For DICOM radiotherapy:

  • Contours of objects may be defined as structure sets, either as pixel coordinates by reference to specific images, or as coordinates in a named patient-relative 3D cartesian space (these are also used for non-RT applications)

For DICOM time-based waveforms:

  • Burned in values may occur with the waveform (deprecated)
  • Annotations may be encoded in a separate attribute can select multiple time points or a range of time points, either by sample number or specified time
  • Structured data may be encoded in a separate object as a structured report in the form of a tree of name-value pairs of coded or text concepts possibly associated with derived quantitative information can reference temporal coordinates that in turn reference the waveform objects to which they apply

HL7 CDA (Clinical Document Architecture) also has a subset of mechanisms similar to (and intended to be compatible with) DICOM for referencing image-related spatial coordinates as observations; it allows for a circle, ellipse, polyline or point to be defined as integer pixel-relative coordinates referencing an external multi-media image object, which may be of a consumer rather than medical image format (e.g., a GIF, PNG or JPEG).

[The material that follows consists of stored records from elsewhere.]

PR #240, opened 2019-10-30
Add multi tenant HANA monitoring dashboard

arbulu89:
Update HANA monitoring dashboard to select the monitoring database.

Now, all the available databases in the metrics are available.

PD: I have not found any option to set the filter for the panels in a variable, to make it easier to change without changing all the panels...


arbulu89:
@diegoakechi Could you check this PR too? It's exactly what I showed in the last sprint review.
I think that the best is to close it, and work in the cleanup in next PRs

PR #242, opened 2019-10-31
Add NFS connection for the NW inst software

arbulu89:
Even though that it looks a big change, mostly is renaming. Having Netweaver now, `sap_inst` doesn't make sense for Hana, that's why I changed. But if you prefer the old version we can just revert this renaming.

The most meaningful change is to add a new NFS share connection for Netweaver.

Depends on: https://github.com/SUSE/sapnwbootstrap-formula/pull/14
https://github.com/SUSE/salt-shaptools/pull/38

Tested with SLE15 and working!


arbulu89:
@juadk @ldevulder @MalloZup Comments? At least about the variables renaming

In document analysis systems[edit]

In Optical Character Recognition (OCR) and Document Layout Analysis, regions of interest (ROIs) hierarchically encompass pages, text or graphical blocks, downto individual line-strip images, word and character image boxes. The de facto standard in archives and libraries is the tuplet {image_file,xml_file}, usually in the form of a *.tif file and its accompanying *.xml file.

Other 2D applications[edit]

As far as non-medical standards are concerned, in addition to the purely graphic markup languages (such as PostScript or PDF) and vector graphic (such as SVG) and 3D (such as VRML) drawing file formats that are widely available, and which carry no specific ROI semantics, some standards such as JPEG 2000 specifically provide mechanisms to label and/or compress to a different degree of fidelity, what they refer to as regions of interest.